— AVAILABLE DATA —
□ □ □

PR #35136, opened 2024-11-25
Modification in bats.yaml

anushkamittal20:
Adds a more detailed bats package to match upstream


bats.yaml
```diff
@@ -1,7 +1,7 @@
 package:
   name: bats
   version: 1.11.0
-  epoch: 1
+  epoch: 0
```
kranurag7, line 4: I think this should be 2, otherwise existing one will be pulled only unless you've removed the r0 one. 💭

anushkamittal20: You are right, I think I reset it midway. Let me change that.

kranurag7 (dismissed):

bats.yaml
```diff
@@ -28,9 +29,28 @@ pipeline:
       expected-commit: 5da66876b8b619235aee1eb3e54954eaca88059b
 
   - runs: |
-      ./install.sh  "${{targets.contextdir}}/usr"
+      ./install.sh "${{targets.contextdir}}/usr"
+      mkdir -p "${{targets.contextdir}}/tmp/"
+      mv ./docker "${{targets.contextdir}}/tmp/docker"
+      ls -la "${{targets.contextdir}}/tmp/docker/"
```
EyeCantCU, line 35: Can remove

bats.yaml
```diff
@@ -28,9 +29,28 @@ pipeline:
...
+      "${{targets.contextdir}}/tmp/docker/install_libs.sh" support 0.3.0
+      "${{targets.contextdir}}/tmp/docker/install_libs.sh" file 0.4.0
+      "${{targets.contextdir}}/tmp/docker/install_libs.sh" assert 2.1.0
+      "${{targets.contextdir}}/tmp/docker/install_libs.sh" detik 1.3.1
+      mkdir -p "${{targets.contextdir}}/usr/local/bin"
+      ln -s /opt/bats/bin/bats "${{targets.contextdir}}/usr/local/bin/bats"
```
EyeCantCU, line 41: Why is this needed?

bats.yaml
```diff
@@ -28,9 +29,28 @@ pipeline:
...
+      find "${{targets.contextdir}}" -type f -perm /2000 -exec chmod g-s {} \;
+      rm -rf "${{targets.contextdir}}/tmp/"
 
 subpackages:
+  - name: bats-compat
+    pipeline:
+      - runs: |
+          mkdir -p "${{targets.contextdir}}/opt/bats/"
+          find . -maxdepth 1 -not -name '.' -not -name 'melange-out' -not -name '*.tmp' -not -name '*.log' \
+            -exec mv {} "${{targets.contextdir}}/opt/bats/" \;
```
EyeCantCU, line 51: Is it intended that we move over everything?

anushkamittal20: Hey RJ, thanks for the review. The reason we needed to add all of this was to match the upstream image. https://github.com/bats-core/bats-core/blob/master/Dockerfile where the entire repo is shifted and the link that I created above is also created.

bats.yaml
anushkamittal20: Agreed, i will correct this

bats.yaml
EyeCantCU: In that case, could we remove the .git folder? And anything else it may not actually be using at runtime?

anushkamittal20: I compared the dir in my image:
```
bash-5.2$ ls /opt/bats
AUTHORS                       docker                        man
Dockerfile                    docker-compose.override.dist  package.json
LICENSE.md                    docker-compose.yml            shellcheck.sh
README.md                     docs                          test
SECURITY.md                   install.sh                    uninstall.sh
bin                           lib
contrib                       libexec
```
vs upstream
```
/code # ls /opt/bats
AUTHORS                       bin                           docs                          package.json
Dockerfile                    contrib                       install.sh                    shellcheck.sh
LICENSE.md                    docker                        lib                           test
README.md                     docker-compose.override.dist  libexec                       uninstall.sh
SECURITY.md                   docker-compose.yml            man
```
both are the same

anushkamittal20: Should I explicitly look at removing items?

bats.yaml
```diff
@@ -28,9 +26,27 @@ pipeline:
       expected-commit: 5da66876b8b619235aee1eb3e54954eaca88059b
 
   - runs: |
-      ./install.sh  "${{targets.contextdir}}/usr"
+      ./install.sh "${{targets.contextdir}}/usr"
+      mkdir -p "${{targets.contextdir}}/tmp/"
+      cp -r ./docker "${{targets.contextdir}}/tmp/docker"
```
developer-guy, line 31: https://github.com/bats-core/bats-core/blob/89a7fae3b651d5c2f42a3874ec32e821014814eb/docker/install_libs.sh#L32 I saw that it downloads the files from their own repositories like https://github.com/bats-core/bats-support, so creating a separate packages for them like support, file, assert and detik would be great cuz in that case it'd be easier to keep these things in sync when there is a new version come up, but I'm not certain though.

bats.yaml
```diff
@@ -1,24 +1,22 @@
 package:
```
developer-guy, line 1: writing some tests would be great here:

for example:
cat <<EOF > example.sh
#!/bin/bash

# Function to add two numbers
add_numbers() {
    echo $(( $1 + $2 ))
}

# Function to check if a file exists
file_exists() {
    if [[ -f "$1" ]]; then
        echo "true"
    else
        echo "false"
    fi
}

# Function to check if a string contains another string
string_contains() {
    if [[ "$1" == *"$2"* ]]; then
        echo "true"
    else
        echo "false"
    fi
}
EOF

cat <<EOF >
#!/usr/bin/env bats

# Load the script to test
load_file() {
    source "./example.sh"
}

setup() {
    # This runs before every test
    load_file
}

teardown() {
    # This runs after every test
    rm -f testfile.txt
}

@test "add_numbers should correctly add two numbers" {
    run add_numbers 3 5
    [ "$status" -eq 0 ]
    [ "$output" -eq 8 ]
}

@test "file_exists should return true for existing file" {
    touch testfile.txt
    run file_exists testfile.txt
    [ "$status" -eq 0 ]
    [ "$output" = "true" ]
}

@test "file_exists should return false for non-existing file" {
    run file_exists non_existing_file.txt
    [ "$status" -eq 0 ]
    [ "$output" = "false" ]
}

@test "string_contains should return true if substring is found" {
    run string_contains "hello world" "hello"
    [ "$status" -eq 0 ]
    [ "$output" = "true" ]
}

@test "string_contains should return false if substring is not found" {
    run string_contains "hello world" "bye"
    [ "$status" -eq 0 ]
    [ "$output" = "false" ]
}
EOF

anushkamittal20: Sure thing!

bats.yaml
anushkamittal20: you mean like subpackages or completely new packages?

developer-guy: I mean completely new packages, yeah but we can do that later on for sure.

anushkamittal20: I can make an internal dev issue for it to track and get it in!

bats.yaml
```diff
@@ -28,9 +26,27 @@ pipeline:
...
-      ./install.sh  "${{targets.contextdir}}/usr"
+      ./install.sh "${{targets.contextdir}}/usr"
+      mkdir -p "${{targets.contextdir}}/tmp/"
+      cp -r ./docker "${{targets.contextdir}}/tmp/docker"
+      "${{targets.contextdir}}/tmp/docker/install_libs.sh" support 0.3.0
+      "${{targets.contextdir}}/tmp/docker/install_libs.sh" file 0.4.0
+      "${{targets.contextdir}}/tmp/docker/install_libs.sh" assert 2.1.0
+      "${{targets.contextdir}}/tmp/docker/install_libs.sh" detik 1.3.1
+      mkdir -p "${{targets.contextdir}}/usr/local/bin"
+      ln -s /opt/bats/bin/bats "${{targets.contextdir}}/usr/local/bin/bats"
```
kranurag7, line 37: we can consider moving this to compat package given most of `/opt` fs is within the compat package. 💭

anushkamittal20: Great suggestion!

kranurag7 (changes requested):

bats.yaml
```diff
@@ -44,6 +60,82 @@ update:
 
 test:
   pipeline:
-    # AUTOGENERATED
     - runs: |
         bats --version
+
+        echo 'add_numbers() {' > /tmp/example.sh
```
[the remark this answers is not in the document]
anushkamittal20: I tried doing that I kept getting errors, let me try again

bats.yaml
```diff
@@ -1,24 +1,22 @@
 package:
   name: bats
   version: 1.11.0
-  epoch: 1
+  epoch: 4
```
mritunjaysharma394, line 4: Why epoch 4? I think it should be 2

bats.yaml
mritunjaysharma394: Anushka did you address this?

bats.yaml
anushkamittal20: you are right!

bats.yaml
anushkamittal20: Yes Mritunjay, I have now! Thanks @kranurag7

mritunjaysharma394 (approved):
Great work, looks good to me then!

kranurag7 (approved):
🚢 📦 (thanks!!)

□ □ □

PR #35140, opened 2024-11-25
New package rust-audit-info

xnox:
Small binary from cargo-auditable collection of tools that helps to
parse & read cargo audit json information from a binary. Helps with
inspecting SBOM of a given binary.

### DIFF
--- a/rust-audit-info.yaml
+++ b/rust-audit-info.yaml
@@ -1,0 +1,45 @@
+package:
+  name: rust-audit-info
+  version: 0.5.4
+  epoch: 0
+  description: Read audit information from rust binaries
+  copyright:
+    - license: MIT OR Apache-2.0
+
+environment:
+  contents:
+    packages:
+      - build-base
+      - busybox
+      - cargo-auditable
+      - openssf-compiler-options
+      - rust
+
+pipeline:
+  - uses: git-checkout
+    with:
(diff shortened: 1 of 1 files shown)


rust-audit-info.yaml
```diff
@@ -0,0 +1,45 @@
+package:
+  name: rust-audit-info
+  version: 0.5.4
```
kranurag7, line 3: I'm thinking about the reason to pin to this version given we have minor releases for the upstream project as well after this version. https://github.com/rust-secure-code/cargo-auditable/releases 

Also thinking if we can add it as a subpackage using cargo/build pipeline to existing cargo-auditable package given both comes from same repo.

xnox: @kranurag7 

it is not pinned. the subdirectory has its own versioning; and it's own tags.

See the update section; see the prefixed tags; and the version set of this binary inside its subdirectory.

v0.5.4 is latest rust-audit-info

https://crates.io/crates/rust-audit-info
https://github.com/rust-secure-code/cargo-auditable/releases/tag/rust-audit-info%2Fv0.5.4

□ □ □

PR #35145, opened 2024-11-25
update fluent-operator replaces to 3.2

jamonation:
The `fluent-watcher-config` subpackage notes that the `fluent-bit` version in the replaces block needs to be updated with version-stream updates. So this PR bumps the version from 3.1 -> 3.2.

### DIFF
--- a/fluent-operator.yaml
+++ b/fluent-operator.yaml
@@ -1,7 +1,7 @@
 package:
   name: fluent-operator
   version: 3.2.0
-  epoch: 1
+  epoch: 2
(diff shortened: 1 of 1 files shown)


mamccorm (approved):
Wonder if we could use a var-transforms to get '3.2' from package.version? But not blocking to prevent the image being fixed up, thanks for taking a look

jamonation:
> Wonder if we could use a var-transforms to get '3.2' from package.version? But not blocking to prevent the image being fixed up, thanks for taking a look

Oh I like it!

□ □ □

Say how many lines of the data hold the string "rust", with no other words in your reply.

— REPLY —
12